On Tuesday 21 May 2002 02:52 pm, Greg KH wrote:
> I can't seem to run a SMP 2.5.17 kernel on a UP machine, it locks up
> during the boot process.  In talking to Jack Vogel, he suggested I make
> the following patch, which seems to solve the problem for me.  In
> looking at the code, I have no idea of why this seems to work, so there
> probably is a better fix out there.
>
> Any suggestions?
>
> thanks,
>
> greg k-h

I should add one bit of information. I originally saw this problem on a
UP IBM Netvista machine, its the same box Greg had it happen on.

However, I have a 933Mhz PIII HP box at home and it does not
have the problem.

Since we are limited in the variety of machines to test on I am not
sure about this, but I believe its only going to occur on UP systems
with an IOAPIC.

If you apply the irq_balance patch to a 2.4.* kernel you can recreate
the same hang, in fact it was on 2.4.18 that i first ran into it.

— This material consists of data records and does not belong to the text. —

PR #466, opened 2022-12-27
Fix scoped within scoped incoherency. Add `runScopedNew`

KingoftheHomeless:
The big question here is the `Opaque` pollution, which is breaking. There _is_ a way around that if we _desperately_ want to avoid it, but it won't be forward compatible with my Vision Of The Future Of `Scoped`, where `runScopedNew` (or something in its like) will be the primary `Scoped` interpreter.

### DIFF
--- a/src/Polysemy/Opaque.hs
+++ b/src/Polysemy/Opaque.hs
@@ -36,9 +36,10 @@ import Polysemy
 -- containing some polymorphic effect variables. By wrapping the polymorphic
 -- effect variables using 'Opaque', users of the function can use effects as
 -- normal, without having to use 'raise' or 'Polysemy.Membership.subsumeUsing'
--- in order to have 'Polysemy.Member' resolve.
+-- in order to have 'Polysemy.Member' resolve. The various interpreters of
+-- 'Polysemy.Scoped.Scoped' are examples of such usage of 'Opaque'.
 --
--- @since TODO
+-- @since 1.9.0.0
 newtype Opaque (e :: Effect) m a = Opaque (e m a)
 
 -- | Wrap 'Opaque' around the top effect of the effect stack
--- a/src/Polysemy/Opaque.hs
+++ b/src/Polysemy/Opaque.hs
@@ -1,0 +1,52 @@
+module Polysemy.Opaque (
+  -- * Effect
+  Opaque(..),
+
+  -- * Interpreters
+  toOpaque,
+  fromOpaque,
+  ) where
+
+import Polysemy
+
+-- | An effect newtype meant to be used to wrap polymorphic effect variables to
+-- prevent them from jamming up resolution of 'Polysemy.Member'.
+-- For example, consider:
+--
+-- @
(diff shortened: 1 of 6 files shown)


src/Polysemy/Scoped.hs
```diff
@@ -73,26 +71,28 @@ interpretScopedH' ::
     Tactical (Scoped param effect) (Sem r0) r x) ->
   InterpreterFor (Scoped param effect) r
 interpretScopedH' withResource scopedHandler =
-  go (errorWithoutStackTrace "top level run")
+  go 0 Empty
   where
-    go :: resource -> InterpreterFor (Scoped param effect) r
-    go resource =
+    go :: Word -> Seq resource -> InterpreterFor (Scoped param effect) r
+    go depth resources =
```
KingoftheHomeless, line 77: This is how we can avoid `Opaque` pollution in the existing interpreters; we crop this pattern, of having a `Seq` (or `Vector`) of the allocated resources, and a `Run`'s depth is used as an index to acquire the correct resource.

That, however, means the existing interpreters can't be written in terms of `runScopedNew`. I'm honestly leaning towards applying this pattern to preserve backwards compatibility, but one day we _will_ scrap all these interpreters in favor of `runScopedNew`, and there's an argument to be made that we don't want to encourage people to keep using the old ones because they have _one_ advantage (no `Opaque` pollution) compared to `runScopedNew`.

src/Polysemy/Opaque.hs
```diff
@@ -0,0 +1,53 @@
...
+--
+-- @since 1.9.0.0
+newtype Opaque (e :: Effect) m a = Opaque (e m a)
+
+-- | Wrap 'Opaque' around the top effect of the effect stack
+toOpaque :: Sem (e ': r) a -> Sem (Opaque e ': r) a
+toOpaque = rewrite Opaque
+{-# INLINE toOpaque #-}
+
+-- | Unwrap 'Opaque' around the top effet of the effect stack
```
KingoftheHomeless, line 50: oh NO i MISSPELLED

tek (approved):

src/Polysemy/Scoped.hs
```diff
@@ -237,35 +244,85 @@ interpretScopedWith_ withResource scopedHandler =
...
+-- | Run a 'Scoped' effect by specifying the interpreter to be used at every
+-- use of 'scoped'.
+--
+-- This interpretation of 'Scoped' is powerful enough to subsume all other
+-- interpretations of 'Scoped' (except 'interpretScopedH'' which works
+-- differently from all other interpretations) while also being much simpler.
+--
+-- Consider this a sneak-peek of the future of 'Scoped'. In the API rework
+-- planned for 'Scoped', the effect and its interpreters will be further
+-- expanded make 'Scoped' even more flexible.
```
KingoftheHomeless, line 278: missed a word. "expanded to"

src/Polysemy/Opaque.hs
tek: c'est francais!

PR #468, opened 2022-12-29
Allow inspection-testing 0.5

felixonmars:
Builds fine and all tests pass.

(I forgot to update also `package.yaml` and for `polysemy-plugin`. Both are fixed this time.)


tek:
thanks

PR #2953, opened 2020-08-26
fix(rollup): fix rollup config for fiche-sp components

lionelB:
update rollup externals config and replace default export with a named export to fiw rollup warning


revolunet:
C'était cdtn-ui qui était bundled avec?

lionelB:
oui ~~a priori et react via react-uid~~

revolunet (approved):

I realize its kinda a corner case, running an SMP kernel on a
subset of UP machines, but hey, I figure its supposed to work :)

>
> diff -Nru a/arch/i386/kernel/io_apic.c b/arch/i386/kernel/io_apic.c
> --- a/arch/i386/kernel/io_apic.c	Tue May 21 14:47:06 2002
> +++ b/arch/i386/kernel/io_apic.c	Tue May 21 14:47:06 2002
> @@ -205,7 +205,7 @@
>  } ____cacheline_aligned irq_balance_t;
>
>  static irq_balance_t irq_balance[NR_IRQS] __cacheline_aligned
> -			= { [ 0 ... NR_IRQS-1 ] = { 1, 0 } };
> +			= { [ 0 ... NR_IRQS-1 ] = { 0, 0 } };
>
>  extern unsigned long irq_affinity [NR_IRQS];

Cheers,

-- 
Jack F. Vogel
IBM  Linux Solutions
jfv@us.ibm.com  (work)
jfv@Bluesong.NET (home)

^ permalink raw reply	[flat|nested] 3+ messages in thread

end of thread, other threads:[~2002-05-22 17:01 UTC | newest]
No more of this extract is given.